Structure#

Each benchmark in Openmc Fusion Benchmarks (OFB) is defined by a single specifications.yaml file located at the root of its benchmark folder:

src/openmc_fusion_benchmarks/benchmarks/benchmark_name/
                                               └── specifications.yaml

The specifications.yaml file is at the core of each benchmark. It follows a modular, schema-validated, and code-independent structure, making benchmarks consistent, extensible, and easy to maintain. Designed to be human-readable and automation-ready, it enables the OFB Python API to generate transport-specific models directly from the specification. Each section is described below with minimal examples. Its modular design also supports future extensions for testing advanced neutronics workflows.

Sections Overview#

Metadata#

General information such as benchmark name, description, references, authors, and version. Example:

metadata:
  title: Example Benchmark
  type: experimental
  category: fusion
  version: 1.0.0
  description: >
    The Example Benchmark is just for documentation.
  date: "2025-01-01"
  location:
    facility: MIT
    city: Cambridge, MA
    country: US
  references:
    - title: "A Reference Paper"
      doi: "https://doi.org/a_doi_code"

Materials#

It is a list of material objects. Each one contains, composition, temperature, density, and other nuclear properties defined in a structured format. Example:

Materials:
  - id: 1
    name: Water
    composition:
        composition_type: element
        fraction_type: atomic
        data:
        H: 0.67
        O: 0.33
    density:
        value: 0.997
        units: g/cm3

  - id: 2
    name: Aluminum
    composition:
    composition_type: nuclide
    fraction_type: atomic
    data:
    Al27: 1.0
    density:
    value: 2.7
    units: g/cm3

Geometry#

The geometry object links to a .step file located in the repository’s lfs submodule and includes information on material assignment and suggested meshing parameters, such as the maximum element size. Example:

geometry:
  cad_file: benchmark_name/benchmark_name.step
  meshing:
    global_mesh_size_min: 0.1
    global_mesh_size_max: 10
    volumes:
      - id: 1
        material: void
      - id: 3
        material: Aluminum
        mesh_size: 0.5

Sources#

List of source objects. Provides specification of the neutron or photon source, including spatial, angular, and energy distributions.

sources:
  - particle: neutron
    strength: 1.0
    spatial_distribution:
      type: point
      center: [0.0, 0.0, 0.0]
    angular_energy_distribution:
      polar_direction: [0.0, 1.0, 0.0]
      dims: ["angle", "energy"]
      angle: 
          bins: [0.0, 360.0]
          units: degrees
      energy:
        values: [0.1, 1, 100000, 10000000, 14100000]
        units: eV
        interpolation : linear-linear
      weights:
        - [0.01, 0.01, 0.01, 0.01, 0.95]
      strength:
        dims: ["angle"]
        data: [1.0]  # Must match len(angle)
        attrs:
          units:
          description: "Relative strength of source in each angular bin"
      attrs:
        units:
        description: "Neutron source probability distribution as a function of emission angle and energy"

Settings#

Code-independent configuration of simulation controls, such as number of particles, batches, source distribution settings, and physics options. These parameters define how the simulation should be run, regardless of the underlying transport code.

settings:
  run_mode: fixed_source
  batches: 100
  particles_per_batch: 10000000
  photon_transport: true

Tallies#

List of tally objects. Definition of observables to be recorded during the simulation (e.g., flux, dose, reaction rates), including spatial, energy, and material filters. Tallies are structured to ensure consistent output formats across different transport codes.
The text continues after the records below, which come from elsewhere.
PR #20188, opened 2023-11-10
feat(testing): distribute cypress tests for ci

FrozenPandaz:
## Current Behavior

Cypress projects are run as a suite in CI.

## Expected Behavior

Cypress tasks are configured for each each spec file and then linked by a parent task. The task to run is the parent task, called `e2e-ci` by default.
graph (12)

What this allows Nx to do is run these tasks in parallel distributed across multiple machines via DTE.

Ultimately, this means that cypress suites are run across multiple machines in less time AND each spec file is cached independently.

This PR also contains other changes too

Cypress changes

1. A cache is added to the node construction so that it doesn't need to run unless something in the project changes. This isn't bullet proof but should help a lot for the performance issues. This might need to be tweaked further after testing.

Devkit

1. There is a new internal function in devkit which allows other plugins to easily hash a project's files so that they too can cache their target construction.

## Related Issue(s)

Fixes #

### DIFF
--- a/docs/generated/packages/nx/executors/noop.json
+++ b/docs/generated/packages/nx/executors/noop.json
@@ -9,7 +9,7 @@
     "cli": "nx",
     "outputCapture": "pipe",
     "properties": {},
-    "additionalProperties": false,
+    "additionalProperties": true,
     "presets": []
   },
   "description": "An executor that does nothing",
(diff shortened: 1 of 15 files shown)


jaysoo (approved):

jaysoo (approved):

AgentEnder (approved):

jogelin:
@FrozenPandaz do you plan to do the same for playwright as it was done here https://github.com/nrwl/tic-tac-toe-playwright/tree/e2e-sharding ?

PR #20193, opened 2023-11-10
feat(nextjs): Add support for create nodes for nextjs

ndcunningham:
## Current Behavior

There is no plugin to run Nextjs projects (a project containing `next.config.js`)
## Expected Behavior

Using this plugin `@nx/next/plugin` inside a fresh will create targets (`build`, `start` & `dev`) to `nx.json`. 
The user should now be able to run these targets without configuring a `project.json`.

### How to Use
Add this to your `nx.json` plugins
```json
  "plugins": [
    {
      "plugin": "@nx/next/plugin",
      "options": {
        "buildTargetName": "build", // <--- These names you can changed to your liking
        "startTargetName": "start",
        "devTargetName": "dev",
      }
    }
  ]
```

For new projects when you create a Nextjs project this will already be set up for you after passing `NX_PCV3=true`.
```shell
NX_PCV3=true nx generate @nx/next:app ${appName} --project-name-and-root-format=as-provided --no-interactive
```

## NB
`next export` has been deprecated in favor of:
```js
const nextConfig = {
//....... other configs

  output: 'export'
};
```

### DIFF
--- a/e2e/next-core/src/next-webpack.test.ts
+++ b/e2e/next-core/src/next-webpack.test.ts
@@ -94,6 +94,6 @@ describe('Next.js Webpack', () => {
     expect(() => {
       runCLI(`build ${appName}`);
     }).not.toThrow();
-    checkFilesExist(`apps/${appName}/.next/build-manifest.json`);
+    checkFilesExist(`dist/apps/${appName}/.next/build-manifest.json`);
   }, 300_000);
 });
--- a/packages/next/plugins/with-nx.ts
+++ b/packages/next/plugins/with-nx.ts
@@ -5,12 +5,11 @@
 import type { NextConfig } from 'next';
 import type { NextConfigFn } from '../src/utils/config';
 import type { NextBuildBuilderOptions } from '../src/utils/types';
-import type { DependentBuildableProjectNode } from '@nx/js/src/utils/buildable-libs-utils';
-import type {
-  ExecutorContext,
-  ProjectGraph,
-  ProjectGraphProjectNode,
-  Target,
+import {
+  type ExecutorContext,
+  type ProjectGraph,
+  type ProjectGraphProjectNode,
+  type Target,
 } from '@nx/devkit';
 
 const baseNXEnvironmentVariables = [
@@ -48,6 +47,7 @@ const baseNXEnvironmentVariables = [
   'NX_MAPPINGS',
   'NX_FILE_TO_RUN',
   'NX_NEXT_PUBLIC_DIR',
+  'NX_CYPRESS_COMPONENT_TEST',
 ];
 
 export interface WithNxOptions extends NextConfig {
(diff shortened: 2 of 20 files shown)


e2e/next-core/src/next-webpack.test.ts
```diff
@@ -94,6 +94,6 @@ describe('Next.js Webpack', () => {
     expect(() => {
       runCLI(`build ${appName}`);
     }).not.toThrow();
-    checkFilesExist(`apps/${appName}/.next/build-manifest.json`);
+    checkFilesExist(`dist/apps/${appName}/.next/build-manifest.json`);
```
ndcunningham, line 97: `build` only creates production artifacts so this test case was wrong before.

packages/next/src/plugins/plugin.ts
```diff
@@ -0,0 +1,229 @@
...
+    if (
+      !siblingFiles.includes('package.json') &&
+      !siblingFiles.includes('project.json')
+    ) {
+      return {};
+    }
+
+    options = normalizeOptions(options);
+
+    const hash = calculateHashForCreateNodes(projectRoot, options, context);
```
jaysoo, line 70: We also need to take lockfile into account. See https://github.com/nrwl/nx/blob/master/packages/cypress/src/plugins/plugin.ts#L74-L76

packages/next/src/plugins/plugin.ts
```diff
@@ -0,0 +1,229 @@
...
+  options.buildTargetName ??= 'build';
+  options.devTargetName ??= 'dev';
+  options.startTargetName ??= 'start';
+  return options;
+}
+
+function getInputs(
+  namedInputs: NxJsonConfiguration['namedInputs']
+): TargetConfiguration['inputs'] {
+  return [
```
jaysoo, line 221: We realized that this will prevent `externalDependencies` from being added to inputs for build, since Nx generates with a default `build` entry in `nx.json`.

See Katerina's fix here https://github.com/nrwl/nx/pull/20528/files#diff-e21b84bc7a86a657a55ca6be0f7f8dbe1c2a3ff3475357e0de168fc775c987bbR174-R177

jaysoo:
Added some comments. I think the rest looks fine.

jaysoo:
We'll need to check what's still needed from `withNx` and what features require the full Nx context (task name, graph, etc.). If we can simplify the new setup we should, and leave legacy behavior for existing projects.

ndcunningham:
> We'll need to check what's still needed from `withNx` and what features require the full Nx context (task name, graph, etc.). If we can simplify the new setup we should, and leave legacy behavior for existing projects.

Updated:
- Now we don't generate `.nx-helpers` nor `next.config.js` inside `dist`
- For those we will need nx context (_Docker_) will need `require` @nx/next` as a prod dependency

packages/next/plugins/with-nx.ts
```diff
@@ -237,6 +234,24 @@ function withNx(
           nextConfig.distDir && nextConfig.distDir !== '.next'
             ? joinPathFragments(outputDir, nextConfig.distDir)
             : joinPathFragments(outputDir, '.next');
+      } else {
+        // if we don't have outputPath set, we are probably running a build using run-commands.
+        // So we need to read distDir from the project's next.config.js. and generate the dist relative to workspace root.
+        // Here we assume the cwd is the projectRoot called from plugins @nx/next/plugin PCV3.
+
+        const nextJSProjectRoot = findNextConfigPath(projectDirectory);
```
jaysoo, line 242: I wonder if we want to do this, without our executor the dist folder would just contain `dist/<app>/.next` right? The `public`, `next.config.js`, `package.json` are missing?

If we only write `.next` to dist, perhaps it's better to leave it as the default `<project-src>/.next`? That way the source folder is deployable, otherwise the `dist` directory isn't deployable anyway.

jaysoo (approved):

  - name: neutron_spectrum
    description: "Total neutron current leaving the outer surface"
    particle: neutron
    scores: [current]
    filters:
      - type: surface
        values: [7]  # CAD-file surface ID
      - type: energy
        values: []
        units: particle/src/cm**2

  - name: photon_flux
    description: "Total photon current leaving the outer surface"
    particle: photon
    scores: [flux]
    filters:
      - type: cell
        values: [1]  # CAD-file cell ID

Uncertainty Quantification#

Setup for input perturbations, sampling strategies, and metrics for uncertainty propagation. Features a total Monte Carlo engine and supports perturbation of main input data, such as nuclear data, material data (density, composition, temperature) and other relevant input data.

uncertainty_quantification:
  - type: nuclear_data
    description: "Uncertainty in nuclear data"
    nuclides: [[Al27]]
    reactions: [total]
    realizations: [500]

Irradiation Schedule#

Time-dependent irradiation and cooling sequences for activation and shutdown dose rate analysis.


Notes#

  • All sections are optional unless required by the schema.

  • All paths are relative to the benchmark folder.

  • Additional keys may be added to support custom workflows, but they will be ignored during validation unless explicitly included in the schema.

  • For a section-by-section explanation, see overview.md.